Root causes, of course, aren’t always clear, and correlations aren’t always exact. If you aren’t feeling confident about your answer, a probabilistic way to tease out your true confidence score is to try this thought experiment: Say your boss tells you your team will go all-in on your hypothesis and nobody’s going to check it before it goes into production, and your name will be all over it. If it’s wrong, it’s all your fault. What 0-100 confidence score would you give your hypothesis? If it’s lower than 70, keep investigating.
Common root cause data issues include:
1. User error: We’ll start with user errors because they’re common. Perhaps someone entered the wrong schema or wrong value, which means the pipeline doesn’t read the data, or did the right thing with incorrect values, and now you have a task failure.

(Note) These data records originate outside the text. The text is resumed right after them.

PR #557, opened 2016-04-05
HAWQ-605. Some segment capacity changes are not logged out and when segment goes to up status, the capacity is not adjusted

jiny2:


yaoj2:
+1

linwen:
+1

PR #558, opened 2016-04-06
HAWQ-629. Insert into table select generate_series free resource too …

zhangh43:
…early.
the query"insert into table select generate_series" may run a long time, but resource is freed at the begining of the query.
This behaviour may lead to RM considers the resouece is unlimited


wengyanqing:
+1

PR #561, opened 2016-04-06
HAWQ-632. HAWQ remove offline standby fails

radarwave:
If standby host is down, init standby -r commands fails to cleanup the directories.
We should ignore cleanup the standby node if it's down.


yaoj2:
LGTM

linwen:
+1

PR #563, opened 2016-04-07
HAWQ-629. Insert into table select generate_series free resource too …

zhangh43:
…early.

If exception happends, we also need to free the resource in catch.


wengyanqing:
+1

2. Improperly labeled data: Sometimes rows shift on a table and the right labels get applied to the wrong columns.
3. Data partner missed a delivery: Also very common. You can build a bulletproof system but you can’t control what you can’t see and if the data issues are in the source data, it’ll cause perfectly good pipelines to misbehave.
4. There’s a bug in the code: This is common when there’s a new version of the pipeline. You can figure this out pretty quickly with versioning software like Git or GitLab. Compare the production code to a prior version and run a test with that prior version.
5. OCR data error: Your optical scanner reads the data wrong, leading to strange (or missing) values.
6. Decayed data issue: The dataset is so out of date as to be no longer valid.
7. Duplicate data issue: Often, a vendor was unable to deliver data, and so the pipeline ran for last week’s data.
8. Permission issue: The pipeline failed because the system lacked permission to pull the data, or conduct a transformation.
9. Infrastructure error: Perhaps you maxed out your available memory or API call limit, your Apache Spark cluster didn’t run, or your data warehouse is being uncharacteristically slow, causing the run to proceed without the data.
10. Schedule changes: Someone (or something) changed the scheduling and it causes the pipeline to run out of order, or not run.
11. Biased data set: Very tricky to sort out. There’s no good way to suss this out except by running some tests to see if the data is anomalous compared to a similar true data set, or figuring out how it was collected or generated.
12. Orchestrator failure: Your pipeline scheduler failed to schedule or run the job.
13. Ghost in the machine (data ex machina): It’s truly unknowable. It’s tough to admit that’s the case, but it’s true for some things. The best you can do is document and be ready for next time when you can gather more data and start to draw correlations.
And then, of course, there’s the reality where the root cause isn’t entirely clear. Many things are correlated, and they’re probably interdependent, but there’s no one neat answer—and after making changes, you’ve fixed the data issue, though you’re not sure why.
In those cases, as with any, note your hypothesis in the log, and when you can return to it, continue testing historical data, and be on the lookout for new issues and more explanatory causes.
Putting it into practice to reduce data issues
The characteristic that most separates the amateur data engineer from the expert is their ability to sort out root causes, and their comfort with ambiguous answers. Proximal causes are sometimes root causes, but not always. Root causes are sometimes correlated with specific proximal causes, but not always. Sometimes there’s no distinguishing between what’s data bias and what’s human error.
Great data engineers know their pipelines are fickle, and sometimes have personalities. But they’re attuned to them, have tools to measure them, and are always on the hunt for a more reliable explanation.